Intelligible Protocol Learning for Resource Allocation in 6G O-RAN Slicing
Farhad Rezazadeh, Hatim Chergui, Shuaib Siddiqui, Josep Mangues, Houbing Song, Walid Saad, Mehdi Bennis
TL;DR
This work tackles inter-slice contention in 6G O-RAN slicing by introducing STEP, a multi-agent DRL framework that couples deep Q-learning with an information bottleneck to drive emergent, concise inter-agent protocols. By enforcing an IB-driven stochastic bottleneck, STEP compresses state and message information through a latent representation, controlled by a KL-divergence term and a trade-off parameter $\beta$, while enabling dual-actions: resource allocation and communication signaling. In a three-slice inter-slice conflict scenario, STEP dramatically reduces conflicts (up to 6.06× vs predefined protocols and 3.4× vs MADRL baseline), lowers latency (median down to $0$ ms from $4$ ms), and improves CPU utilization (up to $1.4×$), validating both performance gains and protocol interpretability. The approach is designed to be O-RAN compliant, with deployment as rApps/xApps in the Near-RT RIC via E2 interfaces, and it outlines future directions in communication-space design, scalability through meta-learning, and cross-layer protocol integration, highlighting significant practical impact for dynamic, interoperable 6G network slicing.
Abstract
An adaptive standardized protocol is essential for addressing inter-slice resource contention and conflict in network slicing. Traditional protocol standardization is a cumbersome task that yields hardcoded predefined protocols, resulting in increased costs and delayed rollout.

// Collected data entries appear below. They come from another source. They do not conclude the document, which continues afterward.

PR #3649, opened 2026-02-01
feat(traceloop-sdk): Add guardrails

nina-kollman:
Fixes: TLP-1692
Fixes: TLP-1691
Fixes: TLP-1438

## Summary by CodeRabbit

- **New Features**
  - Revamped Guardrails system: built-in guards, conditions, on-failure handlers, default input mapping, and a guardrail decorator for sync/async functions.
  - New client API to create guardrails and a standalone evaluator "run" interface.
  - New interactive/sample guardrail examples demonstrating evaluators, custom functions, multi-guard flows, and validation.

- **Refactor / Deprecation**
  - Legacy guardrails module removed and marked deprecated; older demo scripts deleted.

- **Tests**
  - Extensive unit and integration tests with recorded API interactions.

- **Chores**
  - Pytest asyncio mode configured.

### DIFF
--- a/packages/sample-app/sample_app/guardrails/custom_function_guard.py
+++ b/packages/sample-app/sample_app/guardrails/custom_function_guard.py
@@ -52,9 +52,8 @@ async def simple_lambda_guard_example():
 
     try:
         guardrail = Guardrails(
-            lambda z: z["word_count"] < 100,
-            on_failure="raise",
-        )
+            lambda z: len(z["text"].split()) < 100,
+        ).log_on_failure()
         result = await guardrail.run(generate_summary)
         print(f"Summary (passed guard): {result}")
     except GuardValidationError as e:
@@ -111,8 +110,7 @@ async def custom_function_guard_example():
     try:
         guardrail = Guardrails(
             content_safety_guard,  # Pass function reference
-            on_failure="raise",
-        )
+        ).raise_on_failure()
         # Default mapper handles str -> {"text": text, "prompt": text, "completion": text}
         result = await guardrail.run(generate_travel_advice)
         print(f"Travel advice: {result[:100]}...")
@@ -148,8 +146,7 @@ async def custom_handler_example():
     try:
         guardrail = Guardrails(
             lambda z: "danger" not in z["text"].lower(),
-            on_failure=custom_alert_handler,
-        )
+        ).on_failure(custom_alert_handler)
         result = await guardrail.run(generate_content)
         print(f"Content: {result[:100]}...")
     except GuardValidationError:


packages/sample-app/sample_app/guardrails/traceloop_evaluator_guard.py
```diff
@@ -0,0 +1,198 @@
...
+import json
+import os
+
+from openai import AsyncOpenAI
+
+from traceloop.sdk import Traceloop
+from traceloop.sdk.decorators import workflow, agent
+from traceloop.sdk.guardrail import (
+    OnFailure,
+    Guards,
```
galkleinman: **CRITICAL: `Guards` class does not exist — this will crash at import time**

`Guards` is never defined anywhere in the codebase. The `guards.py` module only exports bare functions like `toxicity_guard()`, `pii_guard()`, etc. This import will raise `ImportError`.

All 4 example files (`traceloop_evaluator_guard.py`, `decorator_example.py`, `multiple_guards_example.py`, `custom_evaluator_guard.py`) have this same issue. None of them will run.

Either create a `Guards` namespace class that maps to the factory functions, or rewrite the examples to use the bare function imports:
```python
from traceloop.sdk.guardrail.guards import toxicity_guard, pii_guard
```

packages/traceloop-sdk/traceloop/sdk/decorators/__init__.py
```diff
@@ -154,3 +160,95 @@ def atool(
         method_name=method_name,
         tlp_span_kind=TraceloopSpanKindValues.TOOL,
     )
+
+
+def guardrail(
```
galkleinman, line 218: **CRITICAL: Decorator signature is incompatible with how examples use it**

The examples pass guards as a keyword argument:
```python
@guardrail(name="...", guards=[Guards.toxicity_detector()], ...)
```

But this signature accepts guards as `*args` (positional). Passing `guards=[...]` as a keyword will raise `TypeError`.

Either:
- Change the signature to accept `guards` as a keyword: `def guardrail(*guards, guards=None, ...)`
- Or update all examples to pass guards positionally: `@guardrail(toxicity_guard(), on_failure=...)`

packages/traceloop-sdk/traceloop/sdk/guardrail/default_mapper.py
```diff
@@ -0,0 +1,54 @@
...
+        ValueError: If output type cannot be handled
+    """
+    if isinstance(output, str):
+        # Map string to common field names used by evaluators
+        input_dict = {
+            "text": output,
+            "prompt": output,
+            "completion": output
+        }
+        return [input_dict] * num_guards
```
galkleinman: **CRITICAL: Shared mutable reference — all guards receive the same dict object**

`[input_dict] * num_guards` creates a list where every element is the **same dictionary object**. If any guard mutates its input, all other guards see the mutation.

Fix:
```python
return [dict(input_dict) for _ in range(num_guards)]
```
Or use `copy.deepcopy` if nested structures are expected.

The same issue exists on the other `return` path below (`return [enriched] * num_guards`).

packages/traceloop-sdk/traceloop/sdk/guardrail/guardrail.py
```diff
@@ -0,0 +1,411 @@
...
+    def __init__(self, async_http_client: httpx.AsyncClient):
+        self._async_http = async_http_client
+        self._evaluator = Evaluator(async_http_client)
+        self._guards = []
+        self._on_failure = None
+        self._run_all = False
+        self._parallel = True
+        self._name = ""
+
+    def create(
```
galkleinman: **IMPORTANT — Non-Pythonic: `create()` method is a Java builder pattern**

Calling `create()` on an existing `Guardrails` instance to produce a *new* instance is the Java builder/factory pattern. A Python developer wouldn't expect `client.guardrails.create(...)` to return a new `Guardrails` object rather than mutating `self`.

Pythonic alternatives:
- Accept config in `__init__` directly: `Guardrail(client=client, guards=[...])`
- Use a `@classmethod` factory: `Guardrail.from_config(guards=[...])`
- Use `client.create_guardrail(...)`

This is a public API surface — worth getting right before the initial release.

packages/traceloop-sdk/traceloop/sdk/guardrail/condition.py
```diff
@@ -0,0 +1,155 @@
...
+Conditions are functions that take an evaluator result value and return a boolean
+indicating whether the guard should pass (True) or fail (False).
+
+The condition_field is extracted by the guard function before passing to these
+conditions, so conditions receive the field value directly.
+"""
+from typing import Any, Callable
+
+
+class Condition:
```
galkleinman, line 14: **IMPORTANT — Non-Pythonic: Class with only `@staticmethod` methods is a Java-ism**

The `Condition` class is purely a namespace of static methods. In Python, module-level functions are the idiomatic approach:
```python
from traceloop.sdk.guardrail.condition import is_true, greater_than
```

That said, the namespace does provide IDE autocomplete discoverability (`Condition.` shows all options). If this is intentional, document the rationale — otherwise Python developers may find it unexpected.

Same applies to the `OnFailure` class in `on_failure.py`.

packages/traceloop-sdk/traceloop/sdk/guardrail/condition.py
```diff
@@ -0,0 +1,155 @@
...
+    def is_true() -> Callable[[Any], bool]:
+        """
+        Pass if value is True.
+
+        Example:
+            toxicity_guard(condition=Condition.is_true())
+        """
+
+        def check(value: Any) -> bool:
+            return value is True
```
galkleinman: **IMPORTANT — `is True` uses identity check, not truthiness**

Using `value is True` means `1`, `"yes"`, non-empty lists, and any other truthy value will **not** pass. A Python developer would expect `is_true()` to mean "truthy" (i.e., `bool(value)`).

If strict identity is intentional, the docstring must clearly warn:
> "Only exact `True` passes; truthy values like `1` or non-empty strings do not pass."

Otherwise, use `return bool(value)` for Python-native truthiness semantics.

packages/traceloop-sdk/traceloop/sdk/guardrail/guardrail.py
```diff
@@ -0,0 +1,411 @@
...
+            duration_ms = (time.perf_counter() - start_time) * 1000
+            span.set_attribute(GEN_AI_GUARDRAIL_STATUS, "PASSED" if all_passed else "FAILED")
+            span.set_attribute(GEN_AI_GUARDRAIL_DURATION, duration_ms)
+            span.set_attribute(GEN_AI_GUARDRAIL_GUARD_COUNT, len(self._guards))
+            if failed_indices:
+                span.set_attribute(GEN_AI_GUARDRAIL_FAILED_GUARD_COUNT, len(failed_indices))
+
+        return all_passed, failed_indices
+
+    async def run(
```
galkleinman: **IMPORTANT — Non-Pythonic: Zero-argument callable forces awkward lambda wrapping**

The type annotation `Callable[[], Awaitable[Any]]` forces users to wrap their functions:
```python
result = await g.run(lambda: my_function(arg1, arg2))
```

A Pythonic API would accept `*args, **kwargs`:
```python
async def run(self, func_to_guard, *args, **kwargs):
    result = await func_to_guard(*args, **kwargs)
```

The `@guardrail` decorator already hides this by wrapping internally, but direct `run()` callers are stuck with the lambda pattern.

packages/traceloop-sdk/traceloop/sdk/decorators/__init__.py
```diff
@@ -154,3 +160,95 @@ def atool(
...
+                from traceloop.sdk import Traceloop
+
+                client = Traceloop.get()
+                g = client.guardrails.create(
+                    guards=guards_list,
+                    on_failure=failure_handler,
+                    name=name or func.__name__,
+                )
+                # Run async guardrail in event loop for sync functions
+                return asyncio.run(
```
galkleinman: **IMPORTANT — `asyncio.run()` will crash inside existing event loops**

`asyncio.run()` raises `RuntimeError: This event loop is already running` when called inside Jupyter notebooks, Django async views, or any context with an existing event loop.

Consider detecting an existing running loop and using an alternative:
```python
try:
    loop = asyncio.get_running_loop()
except RuntimeError:
    loop = None

if loop is not None:
    # Already in async context — use nest_asyncio or thread-with-new-loop
    ...
else:
    return asyncio.run(...)
```

packages/traceloop-sdk/traceloop/sdk/guardrail/guardrail.py
```diff
@@ -0,0 +1,411 @@
...
+    _async_http: httpx.AsyncClient
+    _guards: list[Guard]
+    _on_failure: Optional[OnFailureHandler]
+    _run_all: bool
+    _parallel: bool
+    _name: str
+
+    def __init__(self, async_http_client: httpx.AsyncClient):
+        self._async_http = async_http_client
+        self._evaluator = Evaluator(async_http_client)
```
galkleinman: **IMPORTANT — Dead code: `_evaluator` is created but never used**

This `Evaluator` instance is assigned here but never referenced anywhere in the `Guardrails` class. Guards create their own `Evaluator` instances inside `guard_fn` in `_create_guard()` (in `guards.py`). This field should be removed, or guards should receive and reuse it.

packages/traceloop-sdk/traceloop/sdk/decorators/__init__.py
```diff
@@ -154,3 +160,95 @@ def atool(
         method_name=method_name,
         tlp_span_kind=TraceloopSpanKindValues.TOOL,
     )
+
+
+def guardrail(
+    *guards: Guard,
+    input_mapper: InputMapper | None = None,
+    on_failure: Union[OnFailureHandler, str, None] = None,
```
galkleinman: **IMPORTANT — Inconsistent type annotation syntax**

Line above uses `InputMapper | None` (PEP 604 / Python 3.10+ syntax), while this line uses `Union[OnFailureHandler, str, None]` (old `typing.Union` syntax).

Pick one style. If the package supports Python 3.9, `|` syntax without `from __future__ import annotations` will fail at runtime.

packages/traceloop-sdk/traceloop/sdk/guardrail/model.py
```diff
@@ -0,0 +1,144 @@
...
+        self.guard_index = guard_index
+        self.expected_type = expected_type
+        self.actual_type = actual_type
+        self.validation_error = validation_error
+        super().__init__(message)
+
+    def __str__(self) -> str:
+        return (
+            f"{self.args[0]} [guard {self.guard_index}]: "
+            f"expected {self.expected_type}, got {self.actual_type.__name__}"
```
galkleinman, line 143: **IMPORTANT — `__str__` can raise `AttributeError`**

If `self.actual_type` is `None` or not a class (lacks `__name__`), this will crash. Safer:
```python
f"got {getattr(self.actual_type, '__name__', str(self.actual_type))}"
```

packages/traceloop-sdk/traceloop/sdk/guardrail/guards.py
```diff
@@ -0,0 +1,664 @@
...
+        # Convert Pydantic model to dict, or use dict directly
+        if isinstance(input_data, dict):
+            input_dict = input_data
+        elif hasattr(input_data, "model_dump"):
+            input_dict = input_data.model_dump()
+        else:
+            input_dict = dict(input_data)
+
+        client = Traceloop.get()
+        evaluator = Evaluator(client._async_http)
```
galkleinman: **Suggestion: New `Evaluator` created on every guard invocation**

Each guard call creates a fresh `Evaluator` instance and looks up the global `Traceloop` client. Consider caching the evaluator instance or passing it during guard creation. Note that `Guardrails.__init__` already creates an `Evaluator` (see other comment) — if that were passed down, guards could reuse it.

packages/traceloop-sdk/traceloop/sdk/guardrail/default_mapper.py
```diff
@@ -0,0 +1,54 @@
...
+        if "text" in output:
+            enriched.setdefault("prompt", output["text"])
+            enriched.setdefault("completion", output["text"])
+        if "question" in output:
+            enriched.setdefault("query", output["question"])
+        if "answer" in output:
+            enriched.setdefault("answer", output["answer"])
+            enriched.setdefault("completion", output["answer"])
+        if "context" in output:
+            enriched.setdefault("context", [output["context"]])
```
galkleinman, line 51: **Suggestion: Context wrapping may double-nest lists**

If `output["context"]` is already a list, `[output["context"]]` wraps it in another list. And if the key already exists in `enriched`, `setdefault` silently does nothing.

Consider normalizing unconditionally:
```python
if "context" in output:
    val = output["context"]
    enriched["context"] = val if isinstance(val, list) else [val]
```

packages/traceloop-sdk/traceloop/sdk/guardrail/guards.py
```diff
@@ -0,0 +1,664 @@
...
+        from traceloop.sdk import Traceloop
+        from traceloop.sdk.evaluator.evaluator import Evaluator
+
+        # Convert Pydantic model to dict, or use dict directly
+        if isinstance(input_data, dict):
+            input_dict = input_data
+        elif hasattr(input_data, "model_dump"):
+            input_dict = input_data.model_dump()
+        else:
+            input_dict = dict(input_data)
```
galkleinman, line 68: **Suggestion: `dict(input_data)` fallback will raise unhelpful `TypeError`**

For non-iterable, non-mapping types (a plain string, an int, etc.), `dict(input_data)` will raise a confusing `TypeError`. Consider raising a clear error instead:
```python
raise TypeError(
    f"Guard input must be a dict or Pydantic model, got {type(input_data).__name__}"
)
```

packages/traceloop-sdk/traceloop/sdk/guardrail/on_failure.py
```diff
@@ -0,0 +1,99 @@
...
+"""
+import logging
+from typing import Any, Callable, Type
+
+from .model import GuardedResult, GuardValidationError
+
+logger = logging.getLogger("traceloop.guardrail")
+
+
+class OnFailure:
```
galkleinman, line 15: **IMPORTANT — Same Java-ism as `Condition`: class with only `@staticmethod` methods**

See comment on `Condition` class. Module-level functions (`raise_exception()`, `log()`, `noop()`, `return_value()`) would be more Pythonic. If the namespace is intentional for discoverability, document the rationale.

packages/sample-app/sample_app/guardrails/validate_example.py
```diff
@@ -0,0 +1,140 @@
...
+    result = await output_guardrail.run(
+        lambda: generate_response(user_prompt),
+        input_mapper=lambda response_text: [
+            AnswerRelevancyInput(answer=response_text, question=user_prompt),
+            SexismDetectorInput(text=response_text),
+            ToxicityDetectorInput(text=response_text),
+        ],
+    )
+
+    print("Output validation passed.")
```
galkleinman, line 102: **Suggestion: This prints success unconditionally**

This line runs regardless of whether the guard actually passed or the `on_failure` handler returned a fallback value. Should check the result before claiming success.

packages/traceloop-sdk/traceloop/sdk/guardrail/condition.py
nina-kollman: @galkleinman I tried to convert to the module function design. I decided to revert it because I think the class usage in this case is more comfortable as it revels which options you have. 
Take a look on the [commit](https://github.com/traceloop/openllmetry/pull/3649/commits/1a8755bb9bccc974014d03ef865dd5c2b1720bfa) if you disagree.

galkleinman:
### Code review

Found 2 issues:

1. `Condition.is_true()` uses identity check (`value is True`) instead of truthiness. Python developers will expect `is_true()` to mean "truthy" (`bool(value)`), but it rejects `1`, `"yes"`, non-empty lists, and other truthy values. The docstring warns about this, but the fact that extensive documentation is needed suggests the naming is misleading. `is_exact_true()` or similar would be clearer, or `is_true()` should check truthiness and `is_exactly_true()` should check identity.

https://github.com/traceloop/openllmetry/blob/2d0aaa454d8822ee0eeb15adc515c2abfc66c233/packages/traceloop-sdk/traceloop/sdk/guardrail/condition.py#L8-L19

2. `guardrail` is not exported in `__all__` in `decorators/__init__.py`. The list still only contains the original 9 decorators, so `from traceloop.sdk.decorators import *` will silently omit `guardrail`.

https://github.com/traceloop/openllmetry/blob/2d0aaa454d8822ee0eeb15adc515c2abfc66c233/packages/traceloop-sdk/traceloop/sdk/decorators/__init__.py#L15-L25

<sub>- If this code review was useful, please react with 👍. Otherwise, react with 👎.</sub>

galkleinman:
### DX feedback: API patterns are not Pythonic

The current guardrails API leans heavily on Java/C#-style static factory classes (`OnFailure.return_value(...)`, `Condition.is_true()`) and imperative factory methods (`client.create_guardrail(...)`). These work, but they fight how Python developers naturally express things. Below is a pattern-by-pattern breakdown with suggested alternatives.

---

#### 1. `OnFailure.*` — static namespace class should be plain strings / callables / chaining

**Current** (appears ~40+ times across production, examples, and tests):
```python
on_failure=OnFailure.raise_exception("PII detected in response")
on_failure=OnFailure.return_value(value="Sorry, I can't help you with that.")
on_failure=OnFailure.log(level=logging.WARNING, message="Guard failed")
on_failure=OnFailure.noop()
```

**Suggested — strings for common cases, callables for custom:**
```python
# Common cases as strings (like pytest markers, SQLAlchemy cascade, etc.)
on_failure="raise"
on_failure="log"
on_failure="ignore"  # noop

# With parameters — just pass the value directly
on_failure="Sorry, I can't help you with that."  # string = return this value

# Custom behavior — plain callable
on_failure=lambda result: log_and_alert(result)
```

**Or — fluent chaining on the result:**
```python
result = await guardrail.run(my_func).on_failure("raise")
result = await guardrail.run(my_func).on_failure(return_value="fallback")
```

The `OnFailure` class is just 4 `@staticmethod` methods returning closures. Module-level functions or string literals achieve the same with less ceremony.

---

#### 2. `Condition.*` — static namespace class should be plain Python expressions

**Current** (appears ~60+ times across `condition.py`, `guards.py`, `test_conditions.py`):
```python
condition=Condition.is_true()
condition=Condition.is_false()
condition=Condition.greater_than(0.8)
condition=Condition.less_than(1000)
condition=Condition.between(0.3, 0.7)
condition=Condition.equals("approved")
condition=Condition.greater_than_or_equal(0.8)
```

**Suggested — plain Python, since these are just predicates:**
```python
# Python already has a vocabulary for this
condition=bool                          # instead of Condition.is_truthy()
condition=lambda v: not v               # instead of Condition.is_falsy()
condition=lambda v: v > 0.8             # instead of Condition.greater_than(0.8)
condition=lambda v: 0.3 <= v <= 0.7     # instead of Condition.between(0.3, 0.7)
condition=lambda v: v == "approved"     # instead of Condition.equals("approved")
```

Or if you want named helpers for discoverability, use module-level functions with `operator`:
```python
from traceloop.sdk.guardrail.conditions import gt, lt, between, eq

condition=gt(0.8)       # reads naturally, no class namespace
condition=between(0.3, 0.7)
```

Every Python developer already knows `>`, `<`, `==`, `lambda`. Wrapping these in `Condition.greater_than_or_equal()` adds 30 characters for zero expressiveness.

---

#### 3. `client.create_guardrail(...)` — factory method should be direct construction or fluent

**Current** (appears in every example and all tests):
```python
client = Traceloop.init(app_name="my-app", ...)
guardrail = client.create_guardrail(
    guards=[pii_guard(), toxicity_guard()],
    on_failure=OnFailure.raise_exception("Content policy violation"),
    name="safety-check",
)
result = await guardrail.run(my_func)
```

**Suggested — direct construction, Python-style:**
```python
guardrail = Guardrail(
    pii_guard(),
    toxicity_guard(),
    on_failure="raise",
    name="safety-check",
)
result = await guardrail.run(my_func)
```

Or with chaining:
```python
result = await Guardrail(pii_guard(), toxicity_guard()).run(my_func).on_failure("raise")
```

In Python, if a class can be instantiated directly, it should be. The `client.create_guardrail()` indirection forces users to manage a client object just to create a guardrail. The HTTP client dependency can be resolved internally (from the initialized Traceloop singleton, which the guards already do).

---

#### 4. `guardrail.run(lambda: func(...))` — lambda wrapping should be transparent

**Current** (in decorator internals and many examples):
```python
# Decorator wraps in lambda internally:
return await g.run(
    lambda: func(*args, **kwargs),
    input_mapper=input_mapper,
)

# Examples force users to define zero-arg wrappers:
async def generate_summary() -> str:
    return await openai.chat(...)

result = await guardrail.run(generate_summary)
```

**Suggested — accept func + args directly:**
```python
result = await guardrail.run(generate_summary, prompt, model="gpt-4")

# or as a decorator that's transparent:
@guardrail(pii_guard(), on_failure="raise")
async def generate_summary(prompt: str) -> str:
    return await openai.chat(prompt)

# just call it normally:
result = await generate_summary("tell me about X")
```

This is how `asyncio.create_task(coro)`, `functools.partial(fn, *args)`, and `concurrent.futures.submit(fn, *args)` work in the stdlib. Python developers expect `run(fn, *args, **kwargs)`, not `run(lambda: fn(*args, **kwargs))`.

---

#### 5. `input_mapper=lambda text: [PIIDetectorInput(text=text)]` — positional list protocol is fragile

**Current** (appears in all examples using Traceloop evaluator guards):
```python
input_mapper=lambda response: [
    AnswerRelevancyInput(answer=response, question=prompt),
    SexismDetectorInput(text=response),
    ToxicityDetectorInput(text=response),
]
```

The user must return a list whose elements are position-matched to the guards list. If guards are reordered, the mapper silently sends wrong inputs to wrong guards.

**Suggested — dict keyed by guard name or guard reference:**
```python
input_mapper=lambda response: {
    "answer_relevancy": AnswerRelevancyInput(answer=response, question=prompt),
    "sexism": SexismDetectorInput(text=response),
    "toxicity": ToxicityDetectorInput(text=response),
}
```

Or let each guard declare its own input mapping:
```python
pii_guard(input=lambda r: PIIDetectorInput(text=r))
toxicity_guard(input=lambda r: ToxicityDetectorInput(text=r))
```

This is self-documenting and order-independent.

---

#### 6. Guard factory functions should compose more naturally

**Current:**
```python
guardrail = client.create_guardrail(
    guards=[
        toxicity_guard(condition=Condition.is_true()),
        pii_guard(condition=Condition.is_false()),
        custom_evaluator_guard(
            evaluator_slug="medicaladvice",
            condition=Condition.greater_than_or_equal(0.8),
        ),
    ],
    on_failure=OnFailure.raise_exception("Content failed safety checks"),
)
```

**Suggested — more composable, reads like English:**
```python
guardrail = Guardrail(
    toxicity_guard(),           # sensible defaults, no Condition needed
    no_pii(),                   # name implies the condition
    custom_evaluator("medicaladvice", threshold=0.8),
    on_failure="raise",
)
```

The `Condition` parameter is needed because the guard names don't encode their polarity (`pii_guard` + `Condition.is_false()` means "pass when no PII"). Renaming to `no_pii()` or `pii_free()` eliminates the need for an explicit condition in the common case.

---

#### TL;DR

The current API requires users to learn `OnFailure`, `Condition`, `create_guardrail`, `input_mapper` list protocol, and lambda-wrapping patterns. A Pythonic API would use strings, plain callables, direct construction, and `*args/**kwargs` — things every Python developer already knows. The goal should be that a developer can read a guardrail definition and understand it without reading any docs.

<sub>- If this code review was useful, please react with 👍. Otherwise, react with 👎.</sub>

packages/sample-app/sample_app/guardrails/custom_evaluator_guard.py
```diff
@@ -0,0 +1,158 @@
...
+                    "role": "user",
+                    "content": user_question,
+                }
+            ],
+        )
+        return completion.choices[0].message.content
+
+    g = Guardrails(
+        custom_evaluator_guard(evaluator_slug="diagnosis-blocker", condition_field="pass"),
+        on_failure="raise",
```
galkleinman, line 116: shouldn't be something strong/structured than hardcoded string?

packages/sample-app/sample_app/guardrails/multiple_guards_example.py
```diff
@@ -0,0 +1,293 @@
...
+            {"caps_ratio": caps_ratio},   # For capitalization guard
+        ]
+
+    guardrail = Guardrails(
+        lambda z: z["word_count"] < 200,           # Guard 0: Length check
+        lambda z: "danger" not in z["text"].lower(),  # Guard 1: Forbidden words
+        lambda z: z["caps_ratio"] < 0.3,           # Guard 2: No excessive caps
+        on_failure="raise",
+        parallel=True,
+    )
```
galkleinman: also, could look better imo:

```suggestion
    guardrail = Guardrails(
        lambda z: z["word_count"] < 200,           # Guard 0: Length check
        lambda z: "danger" not in z["text"].lower(),  # Guard 1: Forbidden words
        lambda z: z["caps_ratio"] < 0.3,           # Guard 2: No excessive caps
    ).parallel().raise_on_failure()
```

packages/sample-app/sample_app/guardrails/traceloop_evaluator_guard.py
```diff
@@ -0,0 +1,268 @@
...
+    """Demonstrate PII detection guard using Traceloop evaluator."""
+
+    guardrail = Guardrails(
+        pii_guard(probability_threshold=0.7, timeout_in_sec=45),
+        on_failure="raise",
+    )
+    result = await guardrail.run(
+        generate_customer_response,
+        input_mapper=lambda text: [PIIDetectorInput(text=text)],
+    )
```
galkleinman, line 65: same here with:


```suggestion
    result = await guardrail.run(
        generate_customer_response
    ).map_input_with(lambda text: [PIIDetectorInput(text=text)])
```

galkleinman (approved):
in general it looks good, i think in terms of the DX, we can do better imo and introduce a DSL which is more functional. Maybe it is worth that we'll merge, start experimenting with it and than improve if we'll find it necessary. 

The only thing which is a must change here is those hardcoded string which is used to decide the action to be taken upon failure and so on (like the "raise") - it is really a bad practice.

Going beyond these limitations, this paper proposes a novel multi-agent deep reinforcement learning (MADRL) communication framework called standalone explainable protocol (STEP) for future sixth-generation (6G) open radio access network (O-RAN) slicing. As new conditions arise and affect network operation, resource orchestration agents adapt their communication messages to promote the emergence of a protocol on-the-fly, which enables the mitigation of conflict and resource contention between network slices. STEP weaves together the notion of information bottleneck (IB) theory with deep Q-network (DQN) learning concepts. By incorporating a stochastic bottleneck layer -- inspired by variational autoencoders (VAEs) -- STEP imposes an information-theoretic constraint for emergent inter-agent communication. This ensures that agents exchange concise and meaningful information, preventing resource waste and enhancing the overall system performance. The learned protocols enhance interpretability, laying a robust foundation for standardizing next-generation 6G networks. By considering an O-RAN compliant network slicing resource allocation problem, a conflict resolution protocol is developed. In particular, the results demonstrate that, on average, STEP reduces inter-slice conflicts by up to 6.06x compared to a predefined protocol method. Furthermore, in comparison with an MADRL baseline, STEP achieves 1.4x and 3.5x lower resource underutilization and latency, respectively.